Software Engineering Institute

A problem with deployment of machine learning (ML) systems in production environments is that their development and operation involve three perspectives, with three different and often completely separate workflows and people: the data scientist builds the model; the software engineer integrates the model into a larger system; and then operations staff deploy, operate, and monitor the system. Because these perspectives operate separately and often speak different languages, there are opportunities for mismatch between the assumptions made by each perspective with respect to the elements of the ML-enabled system and the actual guarantees provided by each element.

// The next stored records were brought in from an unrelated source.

PR #357, opened 2026-08-05
[env] Clean up hard coded bash and sh paths to be more portable

ngildenhuys:
This PR changes all scripts and spots where scripts are generated to not use `/bin/bash` system paths and instead default to the environment's bash interpreter by use of `/usr/bin/env bash`. This is also done for sh invocation, except for Makefiles. In those cases of setting the `SHELL` we default to `/bin/sh` instead of `/bin/bash` since it is generally more portable. Invocations of direct paths are changed to just `bash` invocations. This makes the project much less reliant on the system provided utilities existing in a set place.


qmn:
recheck

signing/logs/2023-06-06.md
fragglet, line 1: Unrelated change?

PR #359, opened 2026-08-06
[acc,rtl] Fixed FIFO deadlock constraints to resolve ML-DSA failures

apinise:
The scenarios for FIFO deadlock were too strict based on a partial write and pending message share being written into the FIFO. The first deadlock conditions still cover this scenario where a pending write is attempted, but one FIFO share is empty/ready, and the other has >8 Bytes in it. This should unblock any issues with the ACC triggering a fatal alert and secure wipe while executing ML-DSA / ML-KEM code.


mkannwischer (approved):
Thanks @apinise. LGTM.

PR #362, opened 2026-08-07
[env] fixing undeclared dependencies in pyproject toml

ngildenhuys:
These changed packages don't declare setuptools as a dependency. So in a heavily sandboxed environment when building these packages, the build fails to find the `setuptools` module.


mkannwischer (changes requested):
CI seems to be using an old uv (0.7.14): https://github.com/pavona/pavona/blob/df8acd07e7056232bb5e1f59cd7c651c795400fe/.github/actions/prepare-env/action.yml#L93

`extra-build-dependencies` was introduced in 0.8.4 https://github.com/astral-sh/uv/releases/tag/0.8.4. 

Could you bump uv to a recent version, please?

We conducted a study with practitioners to identify mismatches and their consequences. In parallel we conducted a multi-vocal literature study to identify best practices for software engineering of ML systems that could address the identified mismatches. The result is a set of machine-readable descriptors that codify attributes of system elements and therefore make all assumptions explicit. The descriptors can be used by system stakeholders in a manual way, for information awareness and evaluation activities, and by automated mismatch detectors at design time and runtime, for cases in which attributes lend themselves to automation.

This study showed that many mismatch examples were due to lack of understanding of how to monitor ML systems to detect problems with the quality of inferences made by deployed models. In this talk, we also introduce a new project that will develop novel metrics that predict when a model’s inference quality will degrade below a threshold. The expected benefits of the metrics are that they will be able to determine (1) when a model really needs to be retrained so as to avoid spending resources on unnecessary retraining and (2) when a model needs to be retrained before its scheduled retraining time so as to minimize the time that the model is producing suboptimal results. The metrics will be validated in the context of models using convolutional neural networks (CNNs), which are state of the art and ubiquitous for computer vision and relevant to Department of Defense (DoD) systems such as surveillance, autonomous vehicles, landmine removal, manufacturing quality control, facial recognition, captured enemy material (CEM) analysis, and disaster response.

What attendees will learn:

• Perspectives involved in the development and operation of ML systems
• Types of mismatch that occur in the development of ML systems
• Future work in software engineering for ML systems